Made a fork to start working on this. Will make a PR once it's a little further along. Can follow the progress here: https://github.com/savant117/SDL/tree/queries
Got the basics set up, and will start on the DX12 backed next. If anyone wants to help speed it along, feel free to contribute! Could maybe use some help with the metal backend, since I don't have a mac.
Maybe taking a look at how tracy handles thing would be good ? They already implement profiling for vulkan, directx, and openGL.
@savant117, this looks good, how's it going?

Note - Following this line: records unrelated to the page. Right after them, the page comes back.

PR #4187, opened 2023-07-14
Stop using temp dir for GWT compile

niloc132:
The file `/tmp/gwtWork/io.deephaven.web.DeephavenApi/compiler/permutation-0.js` is in fact left behind after running `./gradlew prepareCompose`.  Since the file has always the same path regarding of user or user session, this mean two users on the same machine won't be able to build without clashing with each other (because the second user to run won't be able to overwrite the first user's file in /tmp), and for the same user, two parallel executions could clash.

### DIFF
--- a/buildSrc/src/main/groovy/GwtTools.groovy
+++ b/buildSrc/src/main/groovy/GwtTools.groovy
@@ -85,12 +85,10 @@ class GwtTools {
                 // See https://github.com/esoco/gwt-gradle-plugin for all options
                 /** The level of logging detail (ERROR, WARN, INFO, TRACE, DEBUG, SPAM, ALL) */
                 logLevel = "INFO"
-                /** The workDir, where we'll save gwt unitcache.  Use /tmp to avoid cluttering jenkins caches*/
-                workDir = Files.createTempDirectory("gradleGwtWork").toFile()
                 /** Where to write output files */
                 war = warPath
                 /** Compile a report that tells the "Story of Your Compile". */
-                compileReport = true
+                compileReport = false
                 /** Compile quickly with minimal optimizations. */
                 draftCompile = false
                 /** Include assert statements in compiled output. */
--- a/buildSrc/src/main/groovy/GwtTools.groovy
+++ b/buildSrc/src/main/groovy/GwtTools.groovy
@@ -9,6 +9,8 @@ import org.gradle.api.file.ConfigurableFileCollection
 import org.gradle.api.plugins.JavaPlugin
 import org.gradle.api.tasks.compile.JavaCompile
 
+import java.nio.file.Files
+
 /**
  * Helper to simplify / centralize configuring gwt plugins in build files
  */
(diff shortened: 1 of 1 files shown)


jcferretti (approved):

niloc132:
As discussed in slack, i'm going to read a bit more on seeing about preventing some of this from being written to disk, and adding a deleteOnExit for that path.

buildSrc/src/main/groovy/GwtTools.groovy
```diff
@@ -84,7 +86,7 @@ class GwtTools {
                 /** The level of logging detail (ERROR, WARN, INFO, TRACE, DEBUG, SPAM, ALL) */
                 logLevel = "INFO"
                 /** The workDir, where we'll save gwt unitcache.  Use /tmp to avoid cluttering jenkins caches*/
-                workDir = new File(System.getProperty("java.io.tmpdir"), "gwtWork")
+                workDir = Files.createTempDirectory("gradleGwtWork").toFile()
```
JamesXNelson, line 89: Doesn't a new directory defeat the purpose of a unit cache?

You should probably just put it into `build/gwtWork` and then it would go away on a `clean`

niloc132:
The unit cache is a different argument, this is the work dir which is
mostly, but not entirely, cleaned up at the end of each build.

buildSrc/src/main/groovy/GwtTools.groovy
niloc132: The unit cache is a different argument, this is the work dir which is mostly, but not entirely, cleaned up at the end of each build. Work dir holds stuff like incremental output (disabled by default for prod builds), intermediate linker output... some serialized precompile output to pass to out-of-process workers. It looks like there is a deleteOnExit for nearly everything, but apparently not for the dir itself, or the the permutation-N.js file (intermediate linker output). For these reasons, I think it probably makes more sense to remove the workDir param entirely - after a successful build, the full contents is less than 9kb for DHC, 14kb for DHE for just one file each.

The unit cache is disabled by default, and has to be explicitly given a directory to work in via system property `gwt.persistentunitcachedir`. If not provided, it will default to a sibling directory to the war dir.

The gradle plugin selected for GWT in our projects unconditionally puts the unit cache dir in the build dir:
https://github.com/esoco/gwt-gradle-plugin/blame/dca725f60a7e75dc9de11ea98d5c07d7f566a842/src/main/java/de/esoco/gwt/gradle/command/CompileCommand.java#L53

The unit cache might make sense to override, a dozen or so files, 120kb, but it isn't immediately obvious how we would do that.

niloc132:
I've updated the code changes to remove the work dir setting itself (since the output is tiny, and let's us sidestep these concerns entirely), and turn off the SOYC html report (so as to not write unnecessary/unused details to disk that would need to be cached).

devinrsmith (approved):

Today I was tinkering with counter sample buffers in Metal and threw together a very simple and dirty implementation for my debugging needs. Of course I’m not proposing the resulting “API” or the implementation itself, since I didn’t even try to align with Vulkan or DX, but some observations might still be useful. https://github.com/libsdl-org/SDL/compare/main...mr1name:SDL:metal-counter-samples
Even though Metal’s API formally documents a broad set of boundaries at which you can sample counters, if you run a test query on any Mac with an M-series chip, you’ll find that only atStageBoundary is actually supported.
https://developer.apple.com/documentation/metal/sampling-gpu-data-into-counter-sample-buffers
This is probably important to keep in mind, because it can potentially impose constraints on a generalized API. To sample via atStageBoundary, you have to specify the output buffer indices at compute/render pass initialization time.
e.g. For a render pass:
MTLRenderPassSampleBufferAttachmentDescriptor *attr = passDescriptor.sampleBufferAttachments[0];
attr.sampleBuffer = query.buffer->handle;
attr.startOfVertexSampleIndex = query.startTimeIndex;
attr.endOfVertexSampleIndex = MTLCounterDontSample;
attr.startOfFragmentSampleIndex = MTLCounterDontSample;
attr.endOfFragmentSampleIndex = query.endTimeIndex;
...
metalCommandBuffer->renderEncoder = [metalCommandBuffer->handle renderCommandEncoderWithDescriptor:passDescriptor];
e.g. For a compute pass:
MTLComputePassDescriptor *cpDesc = [MTLComputePassDescriptor computePassDescriptor];
MTLComputePassSampleBufferAttachmentDescriptor *attr = cpDesc.sampleBufferAttachments[0];
attr.sampleBuffer = query.buffer->handle;
attr.startOfEncoderSampleIndex = query.startTimeIndex;
attr.endOfEncoderSampleIndex = query.endTimeIndex;
...
metalCommandBuffer->computeEncoder = [metalCommandBuffer->handle computeCommandEncoderWithDescriptor:cpDesc];
So, for example, an API design with separate Begin/End calls, where the timestamp from End could be redirected into a different buffer slot, likely can’t be represented precisely in Metal. Unless you treat the Begin/End range as the sum of samples written in between via atStageBoundary, and specify the output pair already at Begin; or at the driver level immediately record (end_ts - begin_ts) and expose only a single value to the user; or create some extra intermediate buffer.
In any case, it would still be nice to have at least some kind of API for these purposes, even if it ends up being quite limited in flexibility compared to any of the backends.